To work out the Company Tax Rate we need to know the aggregated turnover for the entire year and the base rate passive income for the entire year – See a rambling of mine a month a go called “Sunday Ramblings – Company Tax Rates are Messy”…
However, Companies can pay franked dividends to their shareholders at any time during a year. Therefore, when a company wants to pay a dividend it will not know its aggregated turnover for the entire year as the year has not ended yet. They also won’t know the amount of its base rate entity passive income for the entire year, or the amount of its assessable income for an income year until after the end of that income year.
Does this mean a company will not know its franking rate until after the end of the year.
To solve this problem, to work out what rate a company can frank its dividend in a year, the company must assume that:
- Its aggregated turnover for the income year is equal to its aggregated turnover for the previous income year;
- Its base rate entity passive income for the income year is equal to its base rate entity passive income for the previous income year; and
- Its assessable income for the income year is equal to its assessable income for the previous income year.
However, if the company did not exist in the previous income year, its corporate tax rate for imputation purposes for an income year will be the lower corporate tax rate of 27.5%.
Effectively, this means the amount a company can frank a dividend will depend on the factors used to assess last year’s company tax rate.
Example – company does not have a previous income year
Kookaburra Co was founded on 1 July 2017. As Kookaburra Co did not exist in the prior income year (the 2016-17 income year), its 2017-18 corporate tax rate for imputation purposes is 27.5%.
Example – company does not have any assessable income in the previous income year
Swan Co has been carrying on a business since 1 July 2014. In the 2016-17 income year, Swan Co was dormant and had no aggregated turnover.
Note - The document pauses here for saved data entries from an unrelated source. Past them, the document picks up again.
PR #883, opened 2019-06-24
WIP: pkg/daemon: inject proxies from cluster

runcom:
The MCD runs an external service (pivot) which has to understand if the
cluster has proxies configured and use them accordingly.
This patch grabs the proxy config from the cluster and inject it if
available. This patch also just sets the env for the service, but skopeo/pivot/containers/image automatically read those when set and use it (uses the `http.ProxyFromEnv` func from Golang).

related to https://jira.coreos.com/browse/MCO-55


runcom:
/hold

Mainly to keep discussing in the related card

runcom:
I guess I can see now what @cgwalters commented in the card - we might just go and support proxies through MachineConfig(s) for the whole OS (though, that requires a KubeletConfig-like controller to keep it in sync with cluster changes right?)

pkg/daemon/update.go
```diff
@@ -810,6 +815,22 @@ func (dn *Daemon) updateOS(config *mcfgv1.MachineConfig) error {
...
+		if !apierrors.IsNotFound(err) {
+			return err
+		}
+		// no proxy configured
+		return os.Remove(proxyPath)
+	}
+ 	proxyEnvs := fmt.Sprintf(`HTTP_PROXY=%s
+HTTPS_PROXY=%s
+NO_PROXY=%s
+`, proxyCfg.Status.HTTPProxy, proxyCfg.Status.HTTPSProxy, proxyCfg.Status.NoProxy)
```
ericavonb: How do we distinguish between user has set the proxy resource spec but whatever operator has not reconciled and set the status yet, and empty values for each? At the least, there could be an unnecessary flip-flop in this file

runcom: yeah, this isn't hashed out though, just a preliminary test - we might want to go https://github.com/openshift/machine-config-operator/pull/883#issuecomment-504977641 anyway

runcom: > How do we distinguish between user has set the proxy resource spec but whatever operator has not reconciled and set the status yet

This could be a reason for sycing proxies specifically (like we do for ImageConfig and ContainerRuntimeConfig). On the other end, since this rerun on failure (assuming your connections have to go through a proxy) we can fail this and once Status is again populated, this will go through. But I'm starting to prefer the first option. Emtpy values go through systemd env file and process as always (unset?)

templates/common/_base/units/machine-config-daemon-host.service
```diff
@@ -3,6 +3,7 @@ enabled: true
 contents: |
   [Unit]
   Description=Machine Config Daemon Initial
+  EnvironmentFile=/etc/machine-config-daemon/proxy
```
cgwalters: What if we just inject them everywhere?
https://github.com/coreos/bugs/issues/1507#issuecomment-240233869

This way the env vars would be picked up automatically by e.g. a user logging in via `ssh` as well as e.g. `cri-o.service`.  But I don't think they'd be picked up by `oc debug node/`...whole other can of worms there.

cgwalters:
A few novel things going on here.  First, each MCD here is directly watching a cluster resource and applying changes "live" without...wait, no we do reboot because this is part of the main update sync func?

Or actually is this missing the bit that adds the node into the MCD change queue?

I had thought this would be a new "sub-controller" like the kubelet/containerruntime ones that generates a small MachineConfig fragment.

But this approach is actually a new way for us to approach "rebootless" updates - bypass MachineConfig entirely and have the MCD apply live.

runcom:
> I had thought this would be a new "sub-controller" like the kubelet/containerruntime ones that generates a small MachineConfig fragment.
> 
> But this approach is actually a new way for us to approach "rebootless" updates - bypass MachineConfig entirely and have the MCD apply live.

so I created this and then thought about the sub-controller as well so I'm now torn between the two since this looks much simpler.

On the other hand, if this is cluster-wide and we want to go the "MCO syncs proxies on OS as well" - then yeah we definitely need a subcontroller. This is not clear enough to me, we might want to run our questions through others to understand more.

> A few novel things going on here. First, each MCD here is directly watching a cluster resource and applying changes "live" without...wait, no we do reboot because this is part of the main update sync func?

My first impression to the proxy enablement was that we only cared about this "on-the-fly", meaning, we use tools that talks to external services and we need this enablement. This is/was not about configuring proxies cluster-wise on the OS itself, that can come later afaict.

templates/common/_base/units/machine-config-daemon-host.service
runcom: Coming from Slack conversations, this enablement is ad-hoc for our services that use external services needing a proxy

pkg/daemon/update.go
runcom: note to self, we need to check `status != nil` as per slack conversations

templates/common/_base/units/machine-config-daemon-host.service
cgwalters: The scope of the MCO is everything inclusive of kernel to kubelet right?  The way you say "our services" seems to argue for just handling one of our core functions, but I would say we do want the same thing to work if a user runs `podman` directly at least.

Actually it's not clear to me...the MCO is also going to take care of this for cri-o/kubelet right?

runcom:
Closing this as we're really going through the Proxy controller way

Swan Co’s 2016-17 assessable income was nil, and so its BREPI was nil.
As Swan Co existed in the 2016-17 income year, the corporate tax rate for imputation purposes of Swan Co for the 2017-18 income year is determined as the corporate tax rate for the 2017-18 income year based on the assumption that its aggregated turnover, BREPI and assessable income are the same as the 2016-17 income year.
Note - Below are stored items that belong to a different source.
PR #887, opened 2019-06-24
MCO/MCD: sync deployment before controllerconfig, roll out MCDs before MCC and remove pivot's reboot-needed file

runcom:
This patch set takes care of mainly three issues we've spotted:

- an osimageurl change from an upgrade can race with the old MCC
- we can still be running the old MCDs on nodes once the new MCC creates the new rendered
- if the node has never rebooted and ConditionFirstBoot is thus True, pivot reboots the node causing an upgrade failure

The above have been fixed by:

- rolling out the new MCC before applying the new osimageurl ConfigMap that is then templated by the new MCC
- roll out the MCDs before the MCC
- always remove `/etc/pivot/reboot-needed` when running pivot from the MCD

### DIFF
--- a/pkg/daemon/daemon.go
+++ b/pkg/daemon/daemon.go
@@ -921,6 +921,13 @@ func (dn *Daemon) checkStateOnFirstRun() error {
 				return err
 			}
 		}
+		// if we're degraded here, it means we got an error likely on startup and we retried
+		// if it's the case, clear it out
+		if state.state == constants.MachineConfigDaemonStateDegraded {
+			if err := dn.nodeWriter.SetDone(dn.kubeClient.CoreV1().Nodes(), dn.nodeLister, dn.name, state.currentConfig.GetName()); err != nil {
+				return errors.Wrap(err, "error setting node's state to Done")
+			}
+		}
 
 		glog.Infof("In desired config %s", state.currentConfig.GetName())
 
--- a/pkg/daemon/rpm-ostree.go
+++ b/pkg/daemon/rpm-ostree.go
@@ -124,6 +124,11 @@ func (r *RpmOstreeClient) RunPivot(osImageURL string) error {
 	defer close(journalStopCh)
 	go followPivotJournalLogs(journalStopCh)
 
+	// This is written by code injected by the MCS, but we always want the MCD to be in control of reboots
+	if err := os.Remove("/run/pivot/reboot-needed"); err != nil && !os.IsNotExist(err) {
+		return errors.Wrap(err, "deleting pivot reboot-needed file")
+	}
+
 	service := "machine-config-daemon-host.service"
 	// We need to use pivot if it's there, because machine-config-daemon-host.service
 	// currently has a ConditionPathExists=!/usr/bin/pivot.  This code can be dropped
--- a/pkg/operator/operator.go
+++ b/pkg/operator/operator.go
@@ -410,9 +410,9 @@ func (optr *Operator) sync(key string) error {
 	// any error marks sync as failure but continues to next syncFunc
 	var syncFuncs = []syncFunc{
 		{"pools", optr.syncMachineConfigPools},
+		{"mcd", optr.syncMachineConfigDaemon},
 		{"mcc", optr.syncMachineConfigController},
 		{"mcs", optr.syncMachineConfigServer},
-		{"mcd", optr.syncMachineConfigDaemon},
 		{"required-pools", optr.syncRequiredMachineConfigPools},
 	}
 	return optr.syncAll(rc, syncFuncs)
--- a/pkg/operator/sync.go
+++ b/pkg/operator/sync.go
@@ -143,16 +143,6 @@ func (optr *Operator) syncMachineConfigController(config *renderConfig) error {
 		return err
 	}
 
-	ccBytes, err := renderAsset(config, "manifests/machineconfigcontroller/controllerconfig.yaml")
-	if err != nil {
-		return err
-	}
-	cc := resourceread.ReadControllerConfigV1OrDie(ccBytes)
-	_, _, err = resourceapply.ApplyControllerConfig(optr.client.MachineconfigurationV1(), cc)
-	if err != nil {
-		return err
-	}
-
 	mccBytes, err := renderAsset(config, "manifests/machineconfigcontroller/deployment.yaml")
 	if err != nil {
 		return err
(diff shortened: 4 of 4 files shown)


runcom:
I'm not sure about the second commit `pkg/operator: roll out the MCDs first` but wanted to test what's happening in the CI with that at least

runcom:
This actually went through and we can see in logs that the MCD waited for the MCC as well to comes up and publish the rendered MC on cluster setup. Now, not related to this PR clearly since I've spotted them elsewhere but I need to write them down before forgetting:

```
I0624 21:36:38.224136    5027 update.go:723] logger doesn't support --jounald, grepping the journal
```
The above shouldn't be the case on RHCOS in master, why does it happen, and:
```
I0624 21:36:38.309457    5027 daemon.go:944] In desired config rendered-master-e539c6f166c366576fef29f64a2d8941
I0624 21:36:43.625102    5027 update.go:174] Checking reconcilable for config rendered-master-e539c6f166c366576fef29f64a2d8941 to rendered-master-e539c6f166c366576fef29f64a2d8941
I0624 21:36:43.628216    5027 update.go:836] Starting update from rendered-master-e539c6f166c366576fef29f64a2d8941 to rendered-master-e539c6f166c366576fef29f64a2d8941
```
The above shouldn't really happen, why is it

I'll move the above to separate issues tomorrow

runcom:
this looks sane, though I'll hold cause I need to investigate an additional unexpected sync+reboot which shouldn't happen

kikisdeliveryservice:
> This actually went through and we can see in logs that the MCD waited for the MCC as well to come up and publish the rendered MC on cluster setup.
> 
> Now, not related to this PR clearly since I've spotted it elsewhere but I need to write them down before forgetting:
> 
> ```
> I0624 21:36:38.224136    5027 update.go:723] logger doesn't support --jounald, grepping the journal
> ```
> 
> The above shouldn't be the case on RHCOS in master, why does it happen, and:
> 
> I'll move the above to separate issues tomorrow

From just poking around maybe bc that logging comes from checkStateOnFirstRun() https://github.com/openshift/machine-config-operator/blob/05bdb217416517801f2c62fcc58b763e9f01e1d5/pkg/daemon/daemon.go#L800 the default value (false) of var loggerSupportsJournal is being used instead of the set value of true that is done here: https://github.com/openshift/machine-config-operator/blob/05bdb217416517801f2c62fcc58b763e9f01e1d5/pkg/daemon/daemon.go#L223

From looking through the files that's the only way outside of being a RHEL7 that it would retain the value of false.

runcom:
working as expected now and MCDs roll out before MCC

cgwalters:
All the code looks good to me, and I know you wanted to test this in CI but - I am going to be a pain about the commit message bodies being empty.  Mind doing e.g. `git rebase -i origin/master`, then do `r` on each commit to reword, and add the text you've written in the PR body into some of the commits?  Even just a single line can help later.

I use `git blame` a *lot* to find historical context and having the text in the commit message directly is a lot faster than trying to go back to Github to find the PR text.

Another important thing is...5 years down the line, maybe the GH business model isn't quite working out and they let go one of their database people and then later some of the historical PR discussions get lost...  but with git, it's forever.  (I still wish sometimes we backed up even the PR review discussions reliably but that's another issue)

runcom:
> All the code looks good to me, and I know you wanted to test this in CI but - I am going to be a pain about the commit message bodies being empty. Mind doing e.g. `git rebase -i origin/master`, then do `r` on each commit to reword, and add the text you've written in the PR body into some of the commits? Even just a single line can help later.

no pain, I usually do that anyway but forget from time to time and I agree it's freaking important to have it (I look it up from vscode as well!)

pkg/daemon/rpm-ostree.go
```diff
@@ -124,6 +124,10 @@ func (r *RpmOstreeClient) RunPivot(osImageURL string) error {
 	defer close(journalStopCh)
 	go followPivotJournalLogs(journalStopCh)
 
+	if err := os.Remove("/run/pivot/reboot-needed"); err != nil && !os.IsNotExist(err) {
```
cgwalters: Also this one could really use a comment like:

`// This is written by code injected by the MCS, but we always want the MCD to be in control of reboots`

runcom:
Took care of @cgwalters comments!

pkg/daemon/daemon.go
```diff
@@ -921,6 +921,13 @@ func (dn *Daemon) checkStateOnFirstRun() error {
 				return err
 			}
 		}
+		// if we're degraded here, it means we got an error likely on startup and we retried
+		// if it's the case, clear it out
+		if state.state == constants.MachineConfigDaemonStateDegraded {
+			if err := dn.nodeWriter.SetDone(dn.kubeClient.CoreV1().Nodes(), dn.nodeLister, dn.name, state.currentConfig.GetName()); err != nil {
```
cgwalters: Would it be better to just call `completeUpdate` as the code right above this is doing in case there's somehow still a cordon?  I wonder if we should always call `SetDone` here like this:

```
index 0c8630d2..ff33afa0 100644
--- a/pkg/daemon/daemon.go
+++ b/pkg/daemon/daemon.go
@@ -895,9 +895,6 @@ func (dn *Daemon) checkStateOnFirstRun() error {
 		if dn.recorder != nil {
 			dn.recorder.Eventf(getNodeRef(dn.node), corev1.EventTypeNormal, "NodeDone", fmt.Sprintf("Setting node %s, currentConfig %s to Done", dn.node.Name, state.pendingConfig.GetName()))
 		}
-		if err := dn.nodeWriter.SetDone(dn.kubeClient.CoreV1().Nodes(), dn.nodeLister, dn.name, state.pendingConfig.GetName()); err != nil {
-			return errors.Wrap(err, "error setting node's state to Done")
-		}
 		if out, err := dn.storePendingState(state.pendingConfig, 0); err != nil {
 			return errors.Wrapf(err, "failed to reset pending config: %s", string(out))
 		}
@@ -922,6 +919,11 @@ func (dn *Daemon) checkStateOnFirstRun() error {
 			}
 		}
 
+		if state.state != constants.MachineConfigDaemonStateDone {
+			if err := dn.nodeWriter.SetDone(dn.kubeClient.CoreV1().Nodes(), dn.nodeLister, dn.name, state.pendingConfig.GetName()); err != nil {
+				return errors.Wrap(err, "error setting node's state to Done")
+			}
+		}
 		glog.Infof("In desired config %s", state.currentConfig.GetName())
 
 		// All good!
```

?

cgwalters: Eh...it's OK we can do this type of detail in a later followup.

runcom:
I knew it -.-

runcom:
working on a patch for 4.1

As Swan Co’s assessable income and BREPI for the 2016-17 income year are nil, it has no more than 80% of its assessable income as BREPI. As Swan Co has no connected entities or affiliated entities in the 2016-17 income year, Swan Co’s aggregated turnover for the 2016-17 income year is nil, its aggregated turnover is less than the relevant threshold for the 2017-18 income year. Therefore, its corporate tax rate for imputation purposes for the 2017-18 income year is 27.5%.
THE PLANNING IDEA
Is it possible to have all the income of a company taxed at the lower base rate entity rate but all dividends at 30%?
Example (in the 2021/22 year)
Ken and Vicky Investments is carrying on a business that earns $100,000 a year on a turnover of $200,000. The only passive income is $1 of interest each year.
The tax payable each year will be at 25% as it is a base rate entity. The company retains all the profits.
But in a year in the future the owners close the business down and in that year the only income is $1 interest. As this is the only income the company is no longer a base rate entity and so the interest is taxed at 30% (or 30 cents).
If the retained profits are paid out as dividends in the subsequent year, even though they were all taxed at 25%, the imputation rate will be 30%.